------ Exercise material ------

PR #639, opened 2026-05-23
fix: Match Clean Up button height to Manage and copy buttons

jasnoorgill:
## Summary

The **Clean Up** button was taller than the adjacent **Manage** and copy icon buttons in the transcript toolbar, making the row visually inconsistent.

**Root cause**: `OpenOatsProminentButtonStyle` defaults to `.regular` `controlSize`, which applies 7pt vertical padding on each side. The Manage and copy buttons use the native `.bordered` style which renders at standard macOS control height — shorter than the custom style at `.regular`.

**Fix**: Added `.controlSize(.mini)` to both Clean Up button instances (`.notCleaned` and `.partiallyCleaned` states), reducing vertical padding to 4pt and aligning the button height with the rest of the toolbar.

The blue accent color already gives Clean Up sufficient visual prominence — the extra height was unnecessary.


yazins-ai:
Thanks @jasnoorgill. This cleans up the transcript toolbar nicely by making the Clean Up action align with the Manage and copy controls.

------

Task to carry out: Print only these lines, exactly: the one containing "of the toolbar." and all after it to the end of the entries.

Answer to the exercise:
**Fix**: Added `.controlSize(.mini)` to both Clean Up button instances (`.notCleaned` and `.partiallyCleaned` states), reducing vertical padding to 4pt and aligning the button height with the rest of the toolbar.

The blue accent color already gives Clean Up sufficient visual prominence — the extra height was unnecessary.


yazins-ai:
Thanks @jasnoorgill. This cleans up the transcript toolbar nicely by making the Clean Up action align with the Manage and copy controls.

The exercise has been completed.